A fast-paced journey of corruption, these boys quickly find that their powers only enhance what’s already formed within. No matter how hard Matt and Steve try to reach Andrew, the pressures of a broken home and the ridicule of bullies will never disappear. Now able to fight this injustice, Chronicle fearlessly depicts Andrew’s slow descent into hell as anger and vengeance consumes the bright soul once seen behind the tear-streaked eyes of his misunderstood and helpless child whereas most work of this ilk would have stuck to easy morality lessons impossibly clichéd for the dystopia we live in. The stunning special effects increase in their severity as well once the boys dig deeper inside themselves to find a dormant rage able to achieve the impossible. Heroes and villains are created not by the powers themselves but by the men wielding their gifts. A path towards good or evil must be chosen.
The film cultivates a successful aesthetic never shying from the dark abyss of hopelessness it inevitably must become.
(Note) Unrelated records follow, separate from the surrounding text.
PR #88, opened 2022-08-12
Refactoring of the Preamble

wkolowski:


palmskog (commented):
This PR mixes many different kinds of changes, which makes it hard to review. I'm prepared to sign off on the changes related to dependent pairs. But I'm not so sure about the other changes and ideally @bmmoore should sign off on them instead of me.

So if you want the dependent pair changes merged quickly @wkolowski you could break them off into another PR and I will approve that PR.

theories/VLSM/Lib/Preamble.v
```diff
@@ -269,19 +218,20 @@ Proof.
...
 Definition strict_maximal_among `(R : relation A) := strict_minimal_among (flip R).
 
-(* Reflexivity of comparison operators *)
+(** ** Comparison operators *)
+
+(** *** Reflexive comparison operators *)
+
 Class CompareReflexive {A} (compare : A -> A -> comparison) : Prop :=
-    compare_eq : forall x y, compare x y = Eq <-> x = y.
+  compare_eq : forall x y, compare x y = Eq <-> x = y.
```
bmmoore, line 231: I see it's not new, but this name is bad. Reflexivity would be something more like `forall x, compare x x = Eq`. Merely being reflexive doesn't prevent there being "equivalence classes" with xRy and yRx, as long as also xRx and yRy. This seems more like an antisymmetric relation.

That assumes we apply relation terminology to a compare function by thinking that `compare` represents a relation `R` in the sense that `match compare x y with Lt => R x y /\ ~R y x | Eq => ~R x y /\ ~R y x | Gt => ~R x y /\ R y x end` is always true.

theories/VLSM/Lib/Preamble.v
```diff
@@ -568,125 +513,109 @@ Proof.
...
+  (X : Type) {Xsc : StrictlyComparable X} : StrictlyComparable (option X) :=
+{
+  inhabited := None;
+  compare := option_compare compare;
+  compare_strictorder := strictorder_option Xsc;
+}.
+
+(** *** Comparison for pairs *)
+
+Definition compare_compose
```
bmmoore, line 526: Again complaining about a preexisting name. This one isn't too bad but "compose" is not very specific, and might bring to mind relation composition. How about compare_pair or maybe compare_lex_pair (I can't think of another sensible way to compose strict orders to get a strict order on pairs, besides reverse lexicographic)

bmmoore (approved):
Looks good to me, except for complaints about preexisting names.
I would "request changes" over renaming CompareReflexive if that was new.
compare_compose is just vague, not misleading.

theories/VLSM/Lib/Preamble.v
wkolowski: Yeah, the right-to-left direction of this corresponds to reflexivity, whereas left-to-right says that equality is decidable.

I will leave renamings to a future PR.

theories/VLSM/Lib/Preamble.v
wkolowski: I agree that the name is bad and it should be either `compare_pair` or `compare_lex(icographic)`, but I will leave renamings for a future PR.

PR #89, opened 2022-08-17
Removing trailing whitespace using the shell script

DafinaTrufas:


scripts/remove-whitespace.sh
```diff
@@ -0,0 +1,2 @@
+#!/bin/sh
+find . -iname "*.v" -exec sed -i -e "s/[[:blank:]]*$//" "{}" \;
```
wkolowski, line 2: Please add a newline at the end.

wkolowski (approved):
Looks ok, but I didn't triple-check precisely how the regex works.

scripts/remove-whitespace.sh
DafinaTrufas: Yes, indeed, I will open a seaparate PR for the newline-deduplication task.

palmskog (approved):
Looks good to me.

PR #95, opened 2022-08-19
Refactor a few typeclass instances in the Preamble

wkolowski:


theories/VLSM/Lib/Preamble.v
```diff
@@ -376,11 +370,7 @@ Class StrictlyComparable (X : Type) : Type :=
 }.
 #[global] Hint Mode StrictlyComparable ! : typeclass_instances.
 
-#[export] Instance strictly_comparable_eq_dec `{StrictlyComparable M} : EqDecision M.
-Proof.
-  intros x y.
-  apply compare_eq_dec.
-Qed.
+Coercion compare_strictorder : StrictlyComparable >-> CompareStrictOrder.
```
palmskog, line 373: I don't really see the motivation for adding this coercion. If we don't need for existing lemmas, why add it?

wkolowski: We do need the instance `compare_eq_dec` in a few places, but `strictly_comparable_eq_dec` is superfluous, since `StrictlyComparable` is a `CompareStrictOrder`, so it already has decidable equality, it's just a matter of find the right instance (`compare_eq_dec`). Without this coercion, this instance is not found.

palmskog: If the goal is indeed to get some instance, why not just a regular `#[export] Existing Instance field.`?

wkolowski: @palmskog Ok, I misremembered. There indeed are a few places (in `casper-cbc-proofs`) where the coercion is needed, and not just the instance. I could try refactoring that, but I think it's easier to keep the coercion. My goal for this refactoring was to get rid of these "doubled" instances, which seemed silly to me.

palmskog (approved):

PR #97, opened 2022-08-23
Replacing #[global] Instance with #[export] Instance

DafinaTrufas:


palmskog (approved):
Looks good.

scripts/replacing-global.sh
```diff
@@ -0,0 +1,3 @@
+#!/bin/sh
+BASE=$(dirname $0)
+find . -iname "*.v" -exec sed -i -e 's/#\[global\]\(.*\)Instance/#\[export\]\1Instance/' "{}" \;
```
wkolowski, line 3: Newline missing at the end.

Also, this script doesn't catch newlines between `#[global]` and `Instance`, right? Did you hunt these cases down manually?

wkolowski (approved):

scripts/replacing-global.sh
DafinaTrufas: Oh, I found here https://www.gnu.org/software/sed/manual/html_node/Regular-Expressions.html, that ". Matches any character, including newline."

wkolowski: The thing is, `sed` works line-by-line. So there's no newline to be matched.

wkolowski: But I did some `grep`ping and it seems you didn't miss anything.

DafinaTrufas: Ah, ok, I see. From what I've seen, there are no cases like the one you mentioned. Would it be sufficient to manually double check that there aren't, or should I find a way to include this check in the script?

wkolowski: No need to bother. `grep -h "\#\[global\]" $(find -name "*.v")` says it's all `#[global] Hint Mode...`, so you can go on and merge the PR.

wkolowski (changes requested):
It seems you got some kind of regression, as the `strip_newlines` script got deleted.

DafinaTrufas:
I deleted `strip_newlines.py`, because I had this script actually duplicate (`strip_newlines.py` and `strip-newlines.py`). I know you've also told me to remove one of the two, and I did it, but for some reasons today there were again both there, so I had to fix the problem.

wkolowski (approved):

PR #98, opened 2022-08-23
Remove a few comparison lemmas from the Preamble

wkolowski:
Note that `compare_eq_lt` (which proves  `~ compare x x = Lt`) is exactly the same thing as `compare_lt_irreflexive` (which proves `Irreflexive (compare_lt compare).`).

Similarly, `compare_lt_neq` is almost `compare_lt_irreflexive`.


palmskog (approved):
Looks reasonable.

PR #100, opened 2022-08-25
Refactor compare for pairs and options

wkolowski:


palmskog (commented):
The PR changes a lot of names of lemmas, but it's not clear to be what is gained at a high level. Can you give some intuition and/or overview of why the renaming is done?

wkolowski:
@palmskog I think @bmmoore complained in one of the previous reviews that existing names are sometimes bad, particularly for `compare_compose` (which I agree is a bad name for comparison of pairs). So I set out to rename `compare_compose` to `pair_compare`, together will all its lemmas. Then I noticed the naming is inconsistent across types (so lemmas for `option` had different name patterns than these for pairs), so I tried to make it more uniform.

palmskog (approved):
OK, it's not obvious how all the new names are an improvement, but there's nothing significant to complain about.

PR #101, opened 2022-08-25
Unbundle the inhabited field from the StrictlyComparable typeclass

wkolowski:


palmskog (approved):
This looks like a simplification, so fine by me, but please ensure it works with clients of the repo before merging.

Russell is affable, pure of heart, and forever optimistic—a role far-removed from the hothead jock he played in an interesting Australian film, Wasted on the Young — and Jordan excels at the charismatic, sensitive type flying high yet still able to show compassion when real life interrupts the fun. But it’s DeHaan who shines as his pushed around introvert morphs into an antagonistic force of pent up malice for a world of insecure oppressors unable to comprehend the complexity of what’s transpired. Watching him throw a city block’s worth of people and objects with a wave of his hand is believable both by his cold eyes and the seamless computer effects at work. Never better than when he looks blankly into the camera as it floats above like a fly objectively watching, Chronicle delivers on its sci-fi premise and refuses to pander to expectations.